Tonya Parker Morrison
March 6, 2007
The late blues guitarist Stevie Ray Vaughn once said that "without Buddy Guy, there would be no Stevie Ray Vaughn."
Vaughn wasn't the only musical mover and shaker to acknowledge George "Buddy" Guy's thunderous impact on modern music. After four decades as a seasoned bluesman, the list of artists who cite the charismatic performer as an inspiration includes everyone from Eric Clapton and Ted Nugent to country singers like Travis Tritt and Tracy Lawrence.
His early life as the son of a sharecropper outside Baton Rouge, La., held no glimpse of Guy's formidable future. He was still a young boy chipping ice to sell to his neighbors when he got his first guitar from a friend of his father's.
"He came up to me and said `I bet if I got you a guitar, you could play that thing.' Well, I was too proud to tell him I'd never done it before, so I took it and learned," says Guy.
Given the choice of picking his fingers raw in the fields or picking his fingers raw on a guitar, he chose the latter. He'd walk down to the storefronts and watch local blues players plug in their guitars and, with their old, crooked knuckles, strum out music that sent chills down his spine. There wasn't a doubt in his mind that he was witnessing a greatness that he wanted to repeat. That decision was the spark that would grow into one of the brightest fires the blues would ever know.

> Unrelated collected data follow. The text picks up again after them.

PR #37137, opened 2023-12-27
Deprecate TokenField

ranquild:


frontend/src/metabase/components/TokenField/TokenField.tsx
```diff
@@ -701,8 +701,13 @@ DefaultTokenFieldLayout.propTypes = {
   isFocused: PropTypes.bool,
 };
 
-// eslint-disable-next-line import/no-default-export -- deprecated usage
-export default Object.assign(TokenField, {
+/**
+ * @deprecated use MultiSelect or Autocomplete from metabase/ui
+ */
+const TokenField = Object.assign(_TokenField, {
```
uladzimirdev, line 707: I'd use named exports instead, so you woudln't need to use `_TokenField` weird naming

ranquild: I used it for compatibility so I won't need to update places that use this component. I would still need to use `_TokenField` or something similar because of `Object.assign` call

uladzimirdev: I meant to use `export const Token = Object.assign(...)`

I got it, there are 10 files to update. No need to refactor this atm 👍

uladzimirdev (approved):

PR #37141, opened 2023-12-28
Try again to fix failing perms tests by making testing macro more robust

noahmoss:
* Adds a new `metabase.permissions.test-util` namespace
* Adds a new `with-restored-perms!` macro which ensures that permissions are reset after the test body runs
* Updates `with-all-user-data-perms` to use `with-restored-perms!` under the hood, and renames it to `with-all-user-data-perms!`

This is my attempt to fix the state issues with permission tests in a more robust way. Generally, the `permissions` and `sandboxes` tables aren't too large, so it shouldn't be a ton of overhead to just fully reset these tables after a test runs—and certainly doesn't compare with the time lost to debugging state issues between perms tests. (I actually saw this test namespace run one second _faster_ with these changes, in a very unscientific test.)

I'm planning on adding more utils to the `metabase.permissions.test-util` namespace to make perms tests easier to write. But want to keep this PR focused on the change that will (hopefully) fix the tests failing on master.

### DIFF
--- a/enterprise/backend/test/metabase_enterprise/advanced_permissions/common_test.clj
+++ b/enterprise/backend/test/metabase_enterprise/advanced_permissions/common_test.clj
@@ -7,13 +7,15 @@
    [metabase.api.database :as api.database]
    [metabase.driver :as driver]
    [metabase.driver.sql-jdbc.connection :as sql-jdbc.conn]
-   [metabase.models :refer [Dashboard DashboardCard Database Field FieldValues
-                            Permissions Table]]
+   [metabase.models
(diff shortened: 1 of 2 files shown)


noahmoss:
* `master`
  * **PR #37141** <a href="https://app.graphite.dev/github/pr/metabase/metabase/37141?utm_source=stack-comment-icon" target="_blank">Graphite</a>  👈

This [stack of pull requests](https://stacking.dev/?utm_source=stack-comment) is managed by [Graphite](https://app.graphite.dev/github/pr/metabase/metabase/37141?utm_source=stack-comment).

dpsutton (approved):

Once destitute, he is now the owner of Buddy Guy's Legends nightclub in Chicago and the driving force behind the Buddy Guy Foundation, which helps forgotten blues musicians with poor families get tombstones. The recipient of numerous awards (among them the W.C. Handy Award, Billboard's Century Award and three Grammy Awards), Guy considers himself "a little talented and a lot of lucky."

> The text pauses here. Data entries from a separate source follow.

PR #37152, opened 2023-12-28
Fix tabs ee test

oleggromov:
Fixes the test so it works on any day.

### DIFF
--- a/e2e/test/scenarios/dashboard/tabs.cy.spec.js
+++ b/e2e/test/scenarios/dashboard/tabs.cy.spec.js
@@ -396,7 +396,7 @@ describe("scenarios > dashboard > tabs", () => {
     getDashboardCard(0).within(() => {
       cy.findByTestId("loading-spinner").should("exist");
       cy.wait("@saveCard");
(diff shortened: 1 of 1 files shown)


e2e/test/scenarios/dashboard/tabs.cy.spec.js
```diff
@@ -396,16 +396,15 @@ describe("scenarios > dashboard > tabs", () => {
...
     });
 
     // Loader in the 1st tab
     goToTab("Tab 1");
     getDashboardCard(0).within(() => {
       cy.findByTestId("loading-spinner").should("exist");
       cy.wait("@saveCard");
-      cy.findByText("58.4") // this is total from the first row
-        .should("exist");
+      cy.findAllByTestId("table-row").should("exist");
```
oleggromov, line 407: Instead of checking for a particular value, which was no good anyways, we check for the existence of table rows.

nemanjaglumac (approved):
Ideally we should find something more concrete for the assertion, but for this particular case this seems enough.

I cannot imagine a scenario in which we render empty table.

Although his buddy B.B. King is often given credit for Guy's resurgence, Guy credits a series of performances with Eric Clapton for helping him come back from obscurity and despair.

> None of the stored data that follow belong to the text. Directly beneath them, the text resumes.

PR #37155, opened 2023-12-28
Add code diff logic and switch to preview mode

deniskaber:
Part of a milestone 5 from https://github.com/metabase/metabase/issues/35961

### Description

This adds new logic needed for Static Embed settings modal - 

1. Highlight changed code on Parameters tab on parameters change.
2. Preserve selected Preview mode (Code / Preview) and code sample language across tabs.

Also:
* Added proper code highlight for all code examples (Ruby, Python, so on)

### Demo
https://www.loom.com/share/a60ddf0532b540feb433b0d810a589de

https://www.loom.com/share/1a7473a5cb84468e97ef74cee452fbb3

### Checklist


WiNloSt (commented):
Partial review part 1/x

frontend/src/metabase/public/components/EmbedModal/StaticEmbedSetupPane/StaticEmbedSetupPane.tsx
```diff
@@ -14,87 +28,218 @@ const TABS = {
...
-  onChangeEmbeddingParameters,
-  onChangeParameterValue,
-  onChangePane,
+  onUpdateEnableEmbedding,
+  onUpdateEmbeddingParams,
 }: StaticEmbedSetupPaneProps): JSX.Element => {
+  const [activePane, setActivePane] = useState<ActivePreviewPane>("code");
+
+  const siteUrl = useSelector(state => getSetting(state, "site-url"));
+  const secretKey = checkNotNull(
```
WiNloSt, line 52: I saw that these 2 props are being passed through a bunch of components, what about we declare these states at the leaf component where they're used? That should probably help with the props drilling. What do yuo think?

WiNloSt:
I don't think I've tested this in the past, but choosing a different code language doesn't persist through different tabs. If you choose another language in any tab e.g. Ruby then go to a different tab, the language setting is lost. This is critical to be fixed.

frontend/src/metabase/public/components/EmbedModal/StaticEmbedSetupPane/EmbedCodePane.tsx
```diff
@@ -0,0 +1,175 @@
...
+        title={t`Then insert this code snippet in your HTML template or single page app.`}
+        selectedOptionName={selectedClientCodeOptionName}
+        languageOptions={clientCodeOptions.map(({ name }) => name)}
+        source={selectedClientCodeOption.source}
+        textHighlightMode={selectedClientCodeOption.mode}
+        onChangeOption={setSelectedClientCodeOptionName}
+      />
+
+      {withExamplesLink && (
+        <div className="text-centered mb2 mt2">
```
WiNloSt, line 162: Is it possible to use Mantine components instead of using global classes? It seems we're trying to avoid using global class as much as possible as [we've planned to migrate it.](https://www.notion.so/metabase/83-Prepare-global-css-for-migration-to-css-modules-4ab29b8589b545e0960bf032d24a11a9)

WiNloSt (commented):
Looks great so far, I think there are 1 major issue and 1 minor issue we should fix before merging this PR.
Major: The language selection doesn't persist through different tabs
Minor: The copy titles don't match the design. They are all updated to follow the pattern of `[verb + ing] noun` e.g. **Previewing locked parameters** instead of **Preview locked parameters**

frontend/src/metabase/public/components/EmbedModal/StaticEmbedSetupPane/StaticEmbedSetupPane.tsx
```diff
@@ -1,100 +1,301 @@
...
+
+  const handleSave = async () => {
+    try {
+      if (!resource.enable_embedding) {
+        await onUpdateEnableEmbedding(true);
+      }
+      await onUpdateEmbeddingParams(embeddingParams);
+    } catch (e) {
+      console.error(e);
+      throw e;
```
npretto, line 124: Why are we catching the error to then throw it again as is?

frontend/src/metabase/public/lib/code-templates.ts
```diff
@@ -0,0 +1,179 @@
...
+  ${ruby.getParametersSource(params)}
+  :exp => Time.now.to_i + (60 * 10) # 10 minute expiration
+}
+token = JWT.encode payload, METABASE_SECRET_KEY
+
+iframe_url = METABASE_SITE_URL + "/embed/${resourceType}/" + token +
+  ${ruby.getIframeQuerySource(displayOptions)}`,
+};
+
+export const closure = {
```
npretto, line 121: Should this be `clojure`?

frontend/src/metabase/public/components/EmbedModal/StaticEmbedSetupPane/StaticEmbedSetupPane.unit.spec.tsx
```diff
@@ -0,0 +1,839 @@
...
+  value,
+  highlightedText,
+}: {
+  value: string;
+  highlightedText?: string[];
+}) => (
+  <>
+    <div data-testid="text-editor-mock">{value}</div>
+    <div data-testid="text-editor-mock-highlighted-code">
+      {highlightedText?.map(text => text)}
```
npretto, line 26: nit: isn't this the same as just `{highlightedText?}`

albertoperdomo (approved):

vbenedetti (approved):

frontend/src/metabase/public/components/EmbedModal/StaticEmbedSetupPane/tests/common.unit.spec.tsx
```diff
@@ -0,0 +1,711 @@
...
+          name: "documentation",
+        });
+        expect(link).toBeVisible();
+        expect(link).toHaveAttribute(
+          "href",
+          "https://www.metabase.com/docs/latest/embedding/static-embedding.html?utm_source=oss&utm_media=static-embed-settings-overview",
+        );
+
+        if (resourceType === "dashboard") {
+          // eslint-disable-next-line jest/no-conditional-expect
```
npretto, line 93: I'm not really a fan of going against this rule, but the file is probably already to big as it is so let's see what others have to say

frontend/src/metabase/public/lib/embed.ts
```diff
@@ -1,16 +1,21 @@
...
-  secretKey,
-  previewEmbeddingParams,
+  resourceType: EmbedResourceType,
+  resourceId: EmbedResource["id"],
+  params: EmbeddingParameters = {},
+  secretKey: string,
+  previewEmbeddingParams: EmbeddingParameters,
 ) {
-  const unsignedToken = {
+  const unsignedToken: { [key: string]: any } = {
```
oisincoveney, line 18: Let's call this 
```
Record<string, any`
```
for consistency with other types that use object types

frontend/src/metabase/public/lib/embed.ts
```diff
@@ -45,18 +50,7 @@ export function getSignedPreviewUrl(
...
-  resourceId,
-  options,
-) {
-  return `${siteUrl}/public/${resourceType}/${resourceId}${optionsToHashParams(
-    options,
-  )}`;
-}
-
-export function optionsToHashParams(options = {}) {
+export function optionsToHashParams(options: { [key: string]: any } = {}) {
```
oisincoveney, line 53: same here

frontend/src/metabase/public/lib/types.ts
```diff
@@ -36,3 +30,29 @@ export type EmbeddingDisplayOptions = {
...
+  displayOptions: EmbeddingDisplayOptions;
+};
+
+export type ClientCodeSampleConfig = {
+  name: string;
+  source: string;
+  mode: string;
+};
+
+export type ServerCodeSampleConfig = {
```
oisincoveney, line 49: Can we be more specific than `string` here for some of these?

frontend/src/metabase/public/lib/code-templates.ts
```diff
@@ -0,0 +1,179 @@
+import type {
+  CodeSampleParameters,
+  EmbeddingDisplayOptions,
+  EmbeddingParameters,
+} from "./types";
+import { optionsToHashParams } from "./embed";
+
+export const node = {
```
oisincoveney, line 8: Let's move the `node` variable next to `python` on line 40

frontend/src/metabase/public/components/EmbedModal/StaticEmbedSetupPane/tests/common.unit.spec.tsx
oisincoveney: I agree. I think if we have to have conditionals within an `each` clause in a test, then we probably should split it out into somewhere else

frontend/src/metabase/public/components/EmbedModal/StaticEmbedSetupPane/StaticEmbedSetupPane.tsx
```diff
@@ -1,100 +1,322 @@
...
+          <Tabs.Tab value={TABS.Overview}>{t`Overview`}</Tabs.Tab>
+          <Tabs.Tab value={TABS.Parameters}>{t`Parameters`}</Tabs.Tab>
+          <Tabs.Tab value={TABS.Appearance}>{t`Appearance`}</Tabs.Tab>
+        </Tabs.List>
+        <Tabs.Panel value={TABS.Overview}>
+          <OverviewSettings
+            resourceType={resourceType}
+            selectedServerCodeOption={selectedServerCodeOption}
+            serverEmbedCodeSlot={
+              <ServerEmbedCodePane
```
oisincoveney, line 153: Can we put this code into a variable/function, something like this?

```

const getEmbedCodePane = (variant: "appearance" | "overview" | "parameters") => (
	<ServerEmbedCodePane
                className="flex-full w-full"
                variant={variant}
                initialPreviewParameters={initialPreviewParameters}
                resource={resource}
                resourceType={resourceType}
                siteUrl={siteUrl}
                secretKey={secretKey}
                params={previewParametersBySlug}
                displayOptions={displayOptions}
                serverCodeOptions={serverCodeOptions}
                selectedServerCodeOptionName={selectedServerCodeOptionName}
                setSelectedServerCodeOptionName={
                  setSelectedServerCodeOptionName
                }
              />
)

```

I ran the `serverEmbedCodeSlot` props into a diff checker and `variant` is the only thing I saw was different

oisincoveney: or use `TABS.Apperance` etc etc as the parameter value

frontend/src/metabase/public/components/EmbedModal/StaticEmbedSetupPane/StaticEmbedSetupPane.styled.tsx
```diff
@@ -17,12 +17,16 @@ const SettingsAsideBlock = styled.div`
   padding: 2rem;
   border-right: 1px solid ${color("border")};
   background-color: ${color("white")};
+
+  height: 45.125rem;
```
oisincoveney, line 21: Where does this value come from? It's pretty random to me - even if we convert it to pixel values we get `722px` which seems like a really random number

frontend/src/metabase/public/components/EmbedModal/StaticEmbedSetupPane/ServerEmbedCodePane.tsx
```diff
@@ -0,0 +1,186 @@
...
+      siteUrl,
+      secretKey,
+      resourceType,
+      resource,
+      displayOptions,
+    });
+
+  if (variant === "overview") {
+    return (
+      <CodeSample
```
oisincoveney, line 75: Can we put the `CodeSample/title` values into a function and only call `CodeSample` once? Something like

```
const getTitleText = (variant) => {
	... put the three different titles here ...
}


// more things here

<CodeSample
        dataTestId="embed-backend"
        className={className}
        title={getTitleText()}
        selectedOptionName={selectedServerCodeOptionName}
        languageOptions={serverCodeOptions.map(({ name }) => name)}
        source={selectedServerCodeOption.source}
        textHighlightMode={selectedServerCodeOption.mode}
        highlightedText={highlightedText}
        onChangeOption={setSelectedServerCodeOptionName}
      />
``` 

since all of these calls seem the same

frontend/src/metabase/public/components/EmbedModal/EmbedModal.tsx
```diff
@@ -70,29 +50,20 @@ export const EmbedModal = ({ children, isOpen, onClose }: EmbedModalProps) => {
...
-      title={<EmbedTitle {...modalHeaderProps} />}
+      title={isEmbeddingSetupStage ? t`Embed ${applicationName}` : undefined}
       fit
       formModal={false}
     >
-      <Divider />
-      <Box bg="bg.0" h="100%">
-        {children({ embedType, goToNextStep, goBackToEmbedModal })}
-      </Box>
+      {!isEmbeddingSetupStage && (
```
oisincoveney, line 61: Can we keep the `EmbedTitle` here please? We've been back and forth on changing this between the milestones but it doesn't make sense to have the title either in the Modal or in the `EmbedModalHeader` considering the only thing that's changing is the string.

frontend/src/metabase/components/TextEditor/TextEditor.jsx
```diff
@@ -55,6 +62,13 @@ export default class TextEditor extends Component {
     this._editor.setReadOnly(this.props.readOnly);
     element.classList[this.props.readOnly ? "add" : "remove"]("read-only");
 
+    // highlightedText
```
oisincoveney, line 65: let's remove this lol

frontend/src/metabase/components/ModalContent/ModalHeader.tsx
oisincoveney, line 1: These changes really should be in separate smaller PRs. It'll make merges much easier.

frontend/src/metabase/components/ModalContent/ModalContent.styled.ts
```diff
@@ -41,3 +50,31 @@ export const ModalContentActionIcon = styled(Icon)`
...
   }
 `;
+
+export const ModalHeaderBackIcon = styled(ModalContentActionIcon)`
+  flex-shrink: 0;
+
+  margin: -0.5rem 0 -0.5rem -0.5rem;
+
+  :hover {
+    color: ${color("brand")};
```
oisincoveney, line 60: Mantine colors

frontend/src/metabase/public/lib/code.ts
oisincoveney, line 1: Since these are conversions that are independent of goal that we're trying to accomplish in this PR, we really should be putting these in separate smaller PRs.

package.json
oisincoveney, line 1: If we could split out the package upgrade + the changes accompanied with the package upgrade into a separate PR it would be amazing

oisincoveney (changes requested):
Let's reduce some of the copied code and a few other things. Again, let's try and have some smaller PRs please, especially related to the things that are independent of the PR's goals

oisincoveney (changes requested):
Let's reduce some of the copied code and a few other things. Again, let's try and have some smaller PRs please, especially related to the things that are independent of the PR's goals

oisincoveney (changes requested):
Let's reduce some of the copied code and a few other things. Again, let's try and have some smaller PRs please, especially related to the things that are independent of the PR's goals

frontend/src/metabase/public/lib/code.ts
```diff
@@ -0,0 +1,86 @@
...
+): ServerCodeSampleConfig[] => [
+  {
+    name: "Node.js",
+    source: node.getServerSource(codeSampleParameters),
+    parametersSource: node.getParametersSource(codeSampleParameters.params),
+    getIframeQuerySource: node.getIframeQuerySource(
+      codeSampleParameters.displayOptions,
+    ),
+    mode: "ace/mode/javascript",
+    embedOption: "Pug / Jade",
```
WiNloSt, line 51: Are all these options for the given server language finalized? I kind of remember the previous behavior, we only change the template language to ERB for Ruby, but not others? I could be wrong though. Could you double-check this?

WiNloSt (commented):
Haven't reviewed the test fully, but I've left some feedback that could be actionable.

frontend/src/metabase/public/lib/code-templates.ts
oisincoveney: I'm dumb, I mixed up the code within the string with the actual code. Sorry

oisincoveney (approved):
Let's get this in but let's have another person approve too. I think some of the little comments should be resolved as well

frontend/src/metabase/public/components/EmbedModal/StaticEmbedSetupPane/AppearanceSettings.tsx
```diff
@@ -81,15 +86,19 @@ export const AppearanceSettings = ({
           <StaticEmbedSetupPaneSettingsContentSection
             title={t`Customizing your embed’s appearance`}
           >
-            <Text>{jt`These cosmetic options requiring changing the server code. You can play around with and preview the options here, and check out the ${(
-              <ExternalLink
-                key="doc"
-                href={docsUrl}
-              >{t`documentation`}</ExternalLink>
-            )} for more.`}</Text>
+            <Text>{jt`These cosmetic options requiring changing the server code. You can play around with and preview the options here, and check out the ${
```
WiNloSt, line 89: I think the copy has already been updated. I couldn't find the exact doc how you're supposed to work with that. But the gist is for the copy that contains links to the documentation to be as isolated as possible, so we could hide the entire sentence. You can see that from the screenshot below that we've split `"Check out the documentation for more." into a separate sentence, so we could hide the entire sentence when we're not supposed to show the doc link as opposed to just remove the link and leave all the copy the same.

image

frontend/src/metabase/public/components/EmbedModal/StaticEmbedSetupPane/OverviewSettings.tsx
```diff
@@ -73,7 +68,14 @@ export const OverviewSettings = ({
               <br />
             </>
           )}
-          <Text>{jt`Check out the ${staticEmbedDocsLink} for more.`}</Text>
+          {showMetabaseLinks && (
```
WiNloSt, line 71: This link is correctly hidden, because we hide the entire sentence.

frontend/src/metabase/public/components/EmbedModal/StaticEmbedSetupPane/OverviewSettings.tsx
```diff
@@ -86,18 +88,20 @@ export const OverviewSettings = ({
...
-                <ExternalLink
-                  key="examples"
-                  href="https://github.com/metabase/embedding-reference-apps"
-                >
-                  {t`examples on GitHub`}
-                </ExternalLink>
-              )}`}</h4>
-            </Center>
-          </Box>
+          {showMetabaseLinks && (
```
WiNloSt, line 91: I'm not actually sure about hiding the example links as in the project of hiding Metabase doc links, we only talk about the `/learn/*` and `/docs/*` links.

I asked a question [in Slack here.](https://metaboat.slack.com/archives/C063Q3F1HPF/p1706080479826559)

frontend/src/metabase/public/components/EmbedModal/StaticEmbedSetupPane/StaticEmbedSetupPane.styled.tsx
WiNloSt: nit: I kind of get the same question. Like do `45rem` or `46rem` still work? Because those numbers look a lot better. I'd prefer 45rem since it also rounds to 720px for aesthetic.

frontend/src/metabase/public/components/EmbedModal/StaticEmbedSetupPane/tests/premium.unit.spec.tsx
```diff
@@ -0,0 +1,169 @@
...
+
+      it("should support hiding metabase links feature", () => {
+        setup({
+          props: {
+            resourceType,
+          },
+          activeTab: "Overview",
+          hasEnterprisePlugins: true,
+          tokenFeatures: createMockTokenFeatures({ whitelabel: true }),
+          showMetabaseLinks: false,
```
WiNloSt, line 47: Can you add the case for `showMetabaseLinks: false` in the other 2 files `common.*` and `enterprise.*` to ensure the links are still visible in those cases?

I know the tests look a bit verbose, but to be fair, we don't have a ton of places that link to our doc. IIRC when I was working on the project there were only 16 locations I need to hide.

WiNloSt (approved):
Approved, but we should fix the links and add a few more cases for `show-metabase-links: false` for `common.*`and `enterprise.*` to ensure those links are still showing.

"He really helped people realize I was still around," Guy says of his sometimes fishing companion. "We had some legendary performances together, and it really helped me get back into people's minds. Without Eric, I don't know where I'd be."
The bright lights gleaming down on him from the stage at London's Royal Albert Hall were a far cry from his days of playing the streets for money, but there are some things even success can't erase from the memory. Hearing Guy talk about racism in the music industry is painful and sobering. While black and white may merge into one flashy blur on his trademark polka-dotted guitar, he knows that the two colors still clash all too frequently in everyday life.
"Some of the lowest points of my career have come because I am black and a blues player," he laments, his voice laced with sadness. "Because of the color of my skin and the type of music I chose to play, I always had two strikes against me from the beginning. But I didn't give up then, and I'm not going to now."
Confident, but not content, these days he's more concerned with the people that turn the screws at radio stations than nightclub owners that refused to book him in the "old days."
"I'll run into these young kids working at radio stations who would play me if they could, but the station owners just don't get it. It's really sad," he says. "They don't think the blues sells, but it's been around for too long for them to worry about stuff like that. Sure, they play the white boys, like Clapton and the Stones, who were influenced by my generation. It's thanks to them that we all still survive. Those guys help spread the word and keep the blues going."
Guy is quick to add that he is doing his best to carry on the tradition of giants like Robert Johnson, Muddy Waters, Lightin' Hopkins and too many others to name, but it's never easy. He sits in awe of what fellow musicians like Clapton, Vaughn and even newcomer Jonny Lang (who had a guest appearance on Guy's latest, "Heavy Love") have meant to the resurgence of the blues.
"Thanks to them selling so many albums, record company executives really have to stand up and take notice," he says. "They see these white musicians coming in and playing the blues and their CDs selling, and they have to snap to attention for old black guys like me."
When he’s not playing the blues and inspiring up and comers, he’s fishing. These days, of course, he’s just too busy with his legendary blues clubs, touring and recording with pals like Clapton. If only he could just get away on that fantasy fishing trip to one of his favorite holes near his Baton Rouge home, life would be about as good as it gets.
“You should come with us, girl. It’d just be you, me and Eric. We’ll teach you how to fish right!”